POCATELLO, Idaho — The Idaho Supreme Court has upheld the murder conviction of a Pocatello teen found guilty of killing his classmate and the life sentence that went with it. But the high court threw out Brian Draper’s conviction of conspiracy to commit first-degree murder, saying that jurors were given erroneous instructions on the conspiracy charge. Draper and another teen, Torey Adamcik, were convicted of stabbing fellow Pocatello High School student Cassie Jo Stoddart to death in 2006. All three were 16 at the time, and Draper and Adamcik were charged as adults. The Idaho State Journal reports that the Idaho Supreme Court ruling means that Bannock County prosecutors will have to decide whether to re-try Draper on the conspiracy charge.
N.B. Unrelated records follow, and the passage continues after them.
PR #1460, opened 2018-12-01
FTRL column hashers, improved API and tests

### LINKED ISSUE #1393: Add tests for FTRL algo
This should include tests for at least
- hash reproducibility;
- single thread and multi-thread learning;
- saving/opening a trained model.

### LINKED ISSUE #1425: Take care about FTRL model parameters
We can now get and set an FTRL model itself, i.e. vectors `z` and `n`. However, we also need to take care about the parameters we've used to train our model, i.e. `alpha`, `beta`, etc. We could use a Python tuple to get and set all of them at once, also there should be a way to relate the model itself with the set of parameters it was trained on.

oleksiyskononenko:
- use column hashers to hash the data, this improves performance by up to 50% and reduces the memory usage;
- capability to get/set parameters by using a Python `namedtuple`;
- streamline API; 
- add tests to cover most of functionality.

Closes #1425
Closes #1393


c/extras/py_ftrl.cc
```diff
@@ -254,156 +384,173 @@ void Ftrl::set_model(robj model) {
...
 
 
-oobj Ftrl::get_b() const {
-  return py::ofloat(fm->get_b());
+oobj PyFtrl::get_params() const {
+  strpair tuple_info;
+  tuple_info.first = "Params";
+  tuple_info.second = "FTRL model parameters";
+
+  py::onamedtupletype nttype(tuple_info, Type::params_info);
```
st-pasha: This should really be a static member of `PyFtrl` class, initialized on first access.

c/python/namedtuple.cc
```diff
@@ -0,0 +1,79 @@
+//------------------------------------------------------------------------------
+// This Source Code Form is subject to the terms of the Mozilla Public
+// License, v. 2.0. If a copy of the MPL was not distributed with this
+// file, You can obtain one at http://mozilla.org/MPL/2.0/.
+//
+// © H2O.ai 2018
+//------------------------------------------------------------------------------
```
st-pasha: how about MIT?

c/python/obj.h
```diff
@@ -128,6 +128,7 @@ class _obj {
     oobj get_attr(const char* attr) const;
     bool has_attr(const char* attr) const;
     oobj get_item(const py::_obj& key) const;
+    static oobj import(const char* module, const char* symbol);
```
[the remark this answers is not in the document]
oleksiyskononenko: Sure, thanks, I still need to review the code changes by myself and perform several adjustments. Made this PR just to see how the tests I've added behave on different systems.

c/extras/py_ftrl.cc
```diff
@@ -254,156 +384,173 @@ void Ftrl::set_model(robj model) {
...
+  nt.set(6, get_inter());
+
+  return std::move(nt);
 }
 
 
-oobj Ftrl::get_l1() const {
-  return py::ofloat(fm->get_l1());
+oobj PyFtrl::get_default_params() const {
+  py::otuple params(7);
```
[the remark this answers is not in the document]
oleksiyskononenko: Yes, sure, need to convert this to namedtuple and also wanted to have a namedtuple copy of parameters in the class. Just like you do for column names. Btw, every time one of the column names is adjusted, you also sync this to your memoized copy, right?

c/extras/py_ftrl.cc
oleksiyskononenko: Yes, sure. Still have some work to be done on the tuple/namedtuple/docs here.

c/python/namedtuple.cc
oleksiyskononenko: Guess it came from your `tuple.cc` file that I used as a reference. Will change it shortly. Btw, what about if we just replace it automatically in all the relevant files, so that we have a consistent license in all the places?

tests/extras/test_ftrl.py
```diff
@@ -0,0 +1,410 @@
...
+def test_ftrl_construct_wrong_n_epochs():
+    with pytest.raises(TypeError) as e:
+        ft = core.Ftrl(n_epochs = 10.0)
+    assert ("Argument `n_epochs` in Ftrl() constructor should be an integer, instead "
+            "got <class 'float'>" == str(e.value))
+
+
+def test_ftrl_construct_wrong_inter():
+    with pytest.raises(TypeError) as e:
+        ft = core.Ftrl(inter = 2)
```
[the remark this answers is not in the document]
st-pasha:
```python
from tests import noop

...

def test_ftrl_construct_wrong_inter():
    with pytest.raises(TypeError) as e:
        noop(core.Ftrl(inter = 2))
```

c/extras/ftrl.cc
```diff
@@ -23,74 +23,221 @@
...
+/*
+*  Template class to hash strings.
+*/
+template <typename T>
+class HashString : public Hash {
+  private:
+    const char* strdata;
+    const T* offsets;
+  public:
+    HashString(const Column*);
```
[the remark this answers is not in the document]
st-pasha:
```C++
explicit HashString(const Column*);
```

oleksiyskononenko:
> Hmm, I think I'm gonna disable comments on Codacity, or it may get too annoying :)

Actually I fixed many of Codacity detected issues, like trailing white space, and was about to see the effect, but they all disappeared somehow yesterday. Though, some of them, in my opinion, don't have much of sense.

c/extras/ftrl.cc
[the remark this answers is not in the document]
oleksiyskononenko: Thanks, yes, this is something I already fixed, will be pushing soon.

tests/extras/test_ftrl.py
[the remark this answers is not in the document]
oleksiyskononenko: If I just remove `ft =`, it will start complaining on something else?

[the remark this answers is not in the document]
st-pasha: Don't know, I guess it depends whether they can figure out that `core.Ftrl()` returns a value

c/python/obj.h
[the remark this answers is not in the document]
oleksiyskononenko: Fixed

c/extras/py_ftrl.cc
```diff
@@ -23,127 +23,212 @@
...
+void PyFtrl::m__init__(PKArgs& args) {
+  FtrlParams fp = Ftrl::params_default;
+  bool defined_params = !(args[0].is_undefined() || args[0].is_none());
+  bool defined_alpha = !(args[1].is_undefined() || args[1].is_none());
+  bool defined_beta = !(args[2].is_undefined() || args[2].is_none());
+  bool defined_lambda1 = !(args[3].is_undefined() || args[3].is_none());
+  bool defined_lambda2 = !(args[4].is_undefined() || args[4].is_none());
+  bool defined_d = !(args[5].is_undefined() || args[5].is_none());
+  bool defined_n_epochs= !(args[6].is_undefined() || args[6].is_none());
+  bool defined_inter = !(args[7].is_undefined() || args[7].is_none());
```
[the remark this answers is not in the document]
oleksiyskononenko: Fixed

c/extras/py_ftrl.cc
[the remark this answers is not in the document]
oleksiyskononenko: Fixed

c/python/namedtuple.h
```diff
@@ -0,0 +1,52 @@
...
+    onamedtupletype(strpair, std::vector<strpair>);
+    ~onamedtupletype();
+
+    friend class onamedtuple;
+};
+
+
+class onamedtuple : public otuple {
+  public:
+    onamedtuple(onamedtupletype*);
```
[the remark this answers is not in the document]
oleksiyskononenko: Fixed

c/extras/py_ftrl.cc
oleksiyskononenko: Fixed

c/extras/ftrl.cc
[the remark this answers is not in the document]
oleksiyskononenko: Fixed

tests/extras/test_ftrl.py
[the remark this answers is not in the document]
oleksiyskononenko: Fixed with `noop` to be safe

c/extras/ftrl.cc
```diff
@@ -363,129 +347,139 @@ DataTable* FtrlModel::get_model() {
...
 }
 
 
-void FtrlModel::set_a(double a_in) {
-  if (fmp.a != a_in) {
-    fmp.a = a_in;
+void Ftrl::set_alpha(double a_in) {
+  if (params.alpha != a_in) {
+    params.alpha = a_in;
     init_model();
```
st-pasha: Why doing `init_model()` here? This is expensive (esp. if you need to set multiple parameters), and probably unnecessary.

c/extras/ftrl.h
```diff
@@ -19,17 +19,23 @@
...
-    double b;
-    double l1;
-    double l2;
+
+struct FtrlParams {
+    double alpha;
+    double beta;
+    double lambda1;
+    double lambda2;
     uint64_t d;
```
st-pasha: why is this not `size_t` ?

c/extras/py_ftrl.cc
```diff
@@ -23,127 +23,220 @@
...
-  FtrlModelParams fmp = FtrlModel::fmp_default;
-
-  if (!(args[0].is_undefined() || args[0].is_none())) {
-    fmp.a = args[0].to_double();
-  }
+PKArgs PyFtrl::Type::args___init__(0, 0, 10, false, false,
+                                   {"params", "alpha", "beta", "lambda1",
+                                   "lambda2", "d", "n_epochs", "inter",
+                                   "hash_type", "seed"},
+                                   "__init__", nullptr);
```
st-pasha: You should allow `params` to be an unnamed argument too (or perhaps, only unnamed?) `core.Ftrl(model_params)`

c/extras/py_ftrl.cc
```diff
@@ -23,127 +23,220 @@
...
     Number of epochs to train for.
 inter : bool
     If feature interactions to be used or not.
-hash_type : int
-    Hashing method to use for strings:
-    `0` - std::hash;
-    `1` - Murmur2;
-    `2` - Murmur3.
-seed: int
-    Seed to be used for Murmur hash functions.
```
st-pasha: Why were these removed here, yet they are still parsed in the constructor?

c/extras/py_ftrl.cc
```diff
@@ -23,127 +23,220 @@
...
+  mm.add<&PyFtrl::fit, args_fit>();
+  mm.add<&PyFtrl::predict, args_predict>();
+  mm.add<&PyFtrl::reset_model, args_reset_model>();
+  mm.add<&PyFtrl::reset_params, args_reset_params>();
 }
 
 
-PKArgs Ftrl::Type::args_fit(1, 0, 0, false, false, {"frame"}, "fit",
+PKArgs PyFtrl::Type::args_fit(1, 0, 0, false, false, {"frame"}, "fit",
 R"(fit(self, frame)
```
st-pasha: The standard scikit signature is `fit(X, y)` (note that `X` is capitalized). The target column `y` is provided by the user separately

c/extras/py_ftrl.cc
```diff
@@ -152,21 +245,33 @@ Train an FTRL model on a dataset.
...
+  }
+  if (dt_train->columns[dt_train->ncols - 1]->stype() != SType::BOOL ) {
+    throw ValueError() << "Last column in a training frame must have a `bool` "
+                       << "type";
+  }
+  ft->fit(dt_train);
 }
 
 
-PKArgs Ftrl::Type::args_predict(1, 0, 0, false, false, {"frame"}, "predict",
```
st-pasha: Standard scikit signature is `predict(X)`.

c/extras/ftrl.cc
```diff
@@ -19,91 +19,136 @@
...
 */
-FtrlModel::FtrlModel(FtrlModelParams fmp_in)
+Ftrl::Ftrl(FtrlParams params_in)
 {
   // Set model parameters
-  fmp = fmp_in;
+  params = params_in;
   // Create and initialize model datatable and weight vector.
   create_model();
   init_model();
```
st-pasha: Model instantiation should be delayed until it becomes needed.

c/extras/py_ftrl.cc
```diff
@@ -212,198 +328,247 @@ Returns
...
+----------
+    None
+
+Returns
+----------
+    None
+)");
+
+
+void PyFtrl::reset_params(const PKArgs&) {
```
st-pasha: Why is this method needed? I could just write `ft.params = Ftrl().params`.

c/extras/py_ftrl.cc
```diff
@@ -212,198 +328,247 @@ Returns
...
+  params.set(4, get_d());
+  params.set(5, get_n_epochs());
+  params.set(6, get_inter());
+  return std::move(params);
 }
 
 
-oobj Ftrl::get_l1() const {
-  return py::ofloat(fm->get_l1());
+oobj PyFtrl::get_default_params() const {
```
st-pasha: Also not needed: same as `Ftrl().params`

tests/extras/test_ftrl.py
```diff
@@ -0,0 +1,410 @@
...
+        ft.inter = 2
+    assert ("Expected a boolean, instead got <class 'int'>" == str(e.value))
+
+
+def test_ftrl_set_wrong_params_type():
+    ft = core.Ftrl()
+    params = test_params._replace(alpha = "1.0")
+    with pytest.raises(TypeError) as e:
+        ft.params = params
+    assert ("Expected a float, instead got <class 'str'>" == str(e.value))
```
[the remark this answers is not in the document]
oleksiyskononenko: Yes, missed this one. What is the best way to customize the error message? Using a custom `error_manager` for each parameter?

tests/extras/test_ftrl.py
```diff
@@ -0,0 +1,410 @@
...
+def test_ftrl_model_none():
+    ft = core.Ftrl()
+    assert ft.model == None
+
+
+def test_ftrl_get_set_reset_model():
+    ft = core.Ftrl(params = test_params)
+    model = dt.Frame([[random.random() for i in range(test_params.d)],
+                     [random.random() for i in range(test_params.d)]],
+                     names=['z', 'n'])
```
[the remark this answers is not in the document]
oleksiyskononenko: Right, will add a check for that too.

tests/extras/test_ftrl.py
```diff
@@ -0,0 +1,410 @@
...
+                   d = test_params.d, n_epochs = test_params.n_epochs,
+                   inter = test_params.inter)
+    assert ft.params == (test_params.alpha, test_params.beta,
+                         test_params.lambda1, test_params.lambda2,
+                         test_params.d, test_params.n_epochs, test_params.inter)
+
+
+#-------------------------------------------------------------------------------
+# Test getters, setters and reset methods for FTRL parameters
+#-------------------------------------------------------------------------------
```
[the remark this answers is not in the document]
oleksiyskononenko: Yes, also it seems that for a combinations of `alpha`, `beta` and `lambda2` there could be  `n_i` for which denominator will be zero...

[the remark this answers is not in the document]
oleksiyskononenko: Need to check what are the restrictions for these parameters, so that may be it is not the case.

c/python/namedtuple.cc
```diff
@@ -0,0 +1,97 @@
...
+  py::otuple args(2);
+  args.set(0, py::ostring(tuple_info.first));
+  args.set(1, argnames);
+
+  auto type = namedtuple.call(args);
+  auto res = std::move(type).release();
+
+  // Set namedtuple doc
+  PyObject_SetAttrString(res, "__doc__",
+                         py::ostring(tuple_info.second).to_borrowed_ref());
```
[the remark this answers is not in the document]
oleksiyskononenko: You mean something like this?

`  py::ostring docstr = py::ostring(tuple_info.second);
  PyObject_SetAttrString(res, "__doc__",
                         docstr.to_borrowed_ref());`

c/datatablemodule.cc
```diff
@@ -235,7 +235,7 @@ PyInit__datatable()
     init_jay();
 
     py::Frame::Type::init(m);
-    py::Ftrl::Type::init(m);
+    py::PyFtrl::Type::init(m);
```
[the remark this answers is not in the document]
oleksiyskononenko: Because I already have `Ftrl` class defined in `ftrl.h`, so would prefer to have different name here. In the current framework, can I simply move `PyFtrl` out of `py` namespace?

c/extras/ftrl.cc
oleksiyskononenko: Because I don't know what will happen when one restarts from a model that was created based on a different `alpha` (also `beta`, `lambda1`, etc).

c/extras/ftrl.h
oleksiyskononenko: Because `uint64_t` is guaranteed to be 64-bit, while `size_t` is not (may be in most of the cases they're identical, but from my understanding there is still a possibility they may differ). Since the Murmur hasher I'm currently using is designed for 64-bits `uint64_t`, I just want to be safe.

c/extras/py_ftrl.cc
oleksiyskononenko: Yes, it will look nicer than. Thanks for suggestion.

c/extras/py_ftrl.cc
oleksiyskononenko: Yes, I don't think we will need them after working on #1391. I will clean the rest of the code, because these parameters don't have any effect on the current hashers in any case.

c/extras/py_ftrl.cc
oleksiyskononenko: Do you know if this signature is also something standard in DAI for other algos?

c/extras/py_ftrl.cc
oleksiyskononenko: Just a convenience method.

c/extras/py_ftrl.cc
oleksiyskononenko: Yes, this one can be removed.

c/datatablemodule.cc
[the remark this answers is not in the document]
oleksiyskononenko: Yes, I understand there will be no conflict, what I don't like is using the same name for two different things, even if they're in different namespaces. Seems like a potential source of confusion.

c/extras/ftrl.cc
st-pasha: The "expensive" part refers to the fact that when setting the model's parameters, you're calling `set_alpha()`, `set_beta()`, etc -- and each of them does `init_model()` over and over again.

The "unnecessary" comment is less clear. On one hand, we can prohibit changing the model's parameters altogether once it has been trained. Or alternatively, allow the parameters to be changed, and then start training with the existing model data. It is up to the user whether to reset the data or not. However, I feel that force-clearing the data without the user's consent is the worst choice in this case.

c/extras/ftrl.h
st-pasha: See `types.cc`: datatable only compiles on platforms where `sizeof(size_t) == sizeof(int64_t) == sizeof(void*) == 8`.

c/extras/ftrl.cc
oleksiyskononenko: I agree on the first part. My comment was more about why we may want to discard the trained model, when some parameters are changed.

Yes, when a user changes the individual parameters one by one, it now does unnecessary job of cleaning the model again, and again. I've been actually thinking about changing it to something like this:

- since now one can use `params` to set all the input parameters at once, we may not actually need all the individual getters and setters;
- we can keep the model state when the parameters change, because there is always a `reset_model()` method to initialize the model;
- we can add an additional argument to `set_params` that will control whether or not the model must be initialized, this argument could be `false` by default. In this case it will be up to the user to decide what to do with the trained model.

c/extras/py_ftrl.cc
st-pasha: it's used in DAI's transformers, and also in `h2o`s models

c/extras/ftrl.h
oleksiyskononenko: Ah, good to know.

c/extras/py_ftrl.cc
oleksiyskononenko: Gotcha, then let me make it closer to the standard.

c/extras/py_ftrl.cc
st-pasha: Convenience methods are good for frequently used operations. For example, we have `frame.head()`, which is a shortcut for `frame[:10, :]`. But I don't think resetting parameters to default is that useful to warrant a dedicated method.

oleksiyskononenko: Frankly, I'm not sure about all the use cases for the moment... anyways, it doesn't seem to be a big deal to keep it or remove. What I guess is more important are the values we should use for the default parameters, or may be don't have default parameters at all... Right now I just used a common sense and experience gained through the tests to set them up.

st-pasha: Well, there is a cost in properly documenting/testing every new method, which is why I was suggesting to remove it.
As for the default values of the parameters, don't they have something in the paper regarding which parameters they found optimal for one of their experiments?

oleksiyskononenko: I will easily remove it if it makes other's life simpler :) 

Regarding the default parameters, this is the only thing they say:
`The optimal value of α can vary a fair bit  depending  on  the  features  and  dataset,  and
β =  1  is usually good enough; this simply ensures that early learning rates are not too high.`

So I believe there are no "magic" numbers that will work for all the cases. I will just keep it as they're now, and we will see.

c/datatablemodule.cc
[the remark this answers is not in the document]
st-pasha: This is up to you, but keep in mind that we tend to use this kind of convention in other places, when we need to expose an object to python. Things like `py::base_expr`, `py::Frame`, `py::Column`, `py::Rowindex`, etc. This convention is not followed always, but that's mostly due to historic circumstances: there is an element of evolution to this. Let me explain how it came out to be:

Originally we too started with "Py" prefixes: there were "PyDatatable", "PyColumn", "PyRowindex", etc. But this system was confusing in 3 respects:
- it is exactly the same convention as used by the core python. Thus, there is a small chance of accidentally creating an object with the same name as an existing python object. Or vice versa, a new version of Python may add an object that clashes with our existing object. 
- for a person reading the code it may be difficult to understand which of the objects are from python standard library, and which "belong" to datatable.
- prefixing every name with Py is exactly like creating a "fake" namespace. They do it in C because C lacks "real" namespaces, but why should we fake it in C++?

And if you still feel like there is a potential for confusion here, one way to address it is to avoid using the `namespace` keyword. Thus, you'd be forced to always write explicitly `py::Ftrl` or `dt::Ftrl`, which is unambiguous.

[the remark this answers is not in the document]
oleksiyskononenko: Thanks for the detailed explanation. Yes, I actually never use `namespace` keyword, because then there is a high chance to get into a trouble. 

What you say makes perfect sense and I would prefer to follow the convention. Will convert it to`py::Ftrl` and `dt::Ftrl` shortly.

c/extras/py_ftrl.cc
oleksiyskononenko: Fixed

tests/extras/test_ftrl.py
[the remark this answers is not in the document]
oleksiyskononenko: Fixed

c/extras/ftrl.h
oleksiyskononenko: Guess I will leave this as `uint64_t` for the moment, because otherwise `static_cast` will be needed for each call of Murmur hasher. Will review this in the next PR, may be some adjustments are also needed to the hasher code.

Successful Oregon breeding season for snowy plovers

FLORENCE, Ore. — Scientists say a threatened West Coast shorebird, the western snowy plover, has had a successful breeding season in Oregon. So far, a record 154 chicks have survived long enough to learn to fly this year. U.S. Fish and Wildlife Service spokeswoman Janet Lebson tells The Oregonian that the season could yield about 200 such fledglings. The previous high in 2007 was 124, but that number dropped to 73 in 2008. Lebson says when the birds were listed as threatened in 1993, there were only 35 plovers in Oregon. Now there are about 150 to 175 adults — close to scientists’ recovery goal of 200. Federal and state agencies began working on a recovery plan in the 1990s. For more than a decade, biologists in California, Oregon and Washington have fenced off nesting areas and posted them off-limits for seven months of the year when plovers are present.

Police discover 2 people in heavily-loaded pickup

HERMISTON, Ore. — A pair of Irrigon residents were found walking in a field with $3,000 worth of stolen metal in their loaded-down pickup truck. The East Oregonian reports the pickup was loaded too heavily to drive away. A Hermiston police officer found 25-year-old James Riley and 38-year-old Christina Kettlewell in a field next to an irrigation materials supply company. They were charged with first-degree theft. Hermiston Police Lt. Jason Edmiston says the stolen metal was in a pile at the supply company.

California woman pleads guilty to Idaho bank fraud

BOISE — A California woman who pleaded guilty to bank fraud and identity theft in Idaho faces more than 30 years in federal prison at her December sentencing. The U.S. Attorney’s Office says 27-year-old Janelyn Dasig, of San Francisco, went to Wells Fargo bank locations throughout southwestern Idaho in January and withdrew more than $18,000 impersonating customers with fake identification. Authorities say Dasig was arrested on Jan. 13 in Boise and in her possession, officers found an envelope with unauthorized bank account information. Dasig pleaded guilty Tuesday in U.S. District Court in Boise to bank fraud and aggravated identity theft. She faces up to 30 years in prison for bank fraud and another two years for identity theft at her Dec. 5 sentencing hearing.

Oregon sheriff’s team rescues hiker behaving oddly

BEND, Ore. — A Deschutes County, Ore., rescue team responding to a report of a hiker acting strangely on South Sister peak encountered a man that a sheriff’s officer describes as incoherent and aggressive. Capt. Tim Edwards says the 24-year-old Bend man became combative and picked medics up off the ground when they tried to treat him Tuesday. That prompted a sheriff’s deputy to subdue the man with a stun gun. The team decided it was unsafe to fly the man out by helicopter so search and rescue volunteers brought him down the mountain on a wheeled stretcher. He was taken to a Bend-area hospital with non-life-threatening injuries. Edwards says the man was not arrested due to his medical issues. However the case will be referred to the county district attorney’s office for review.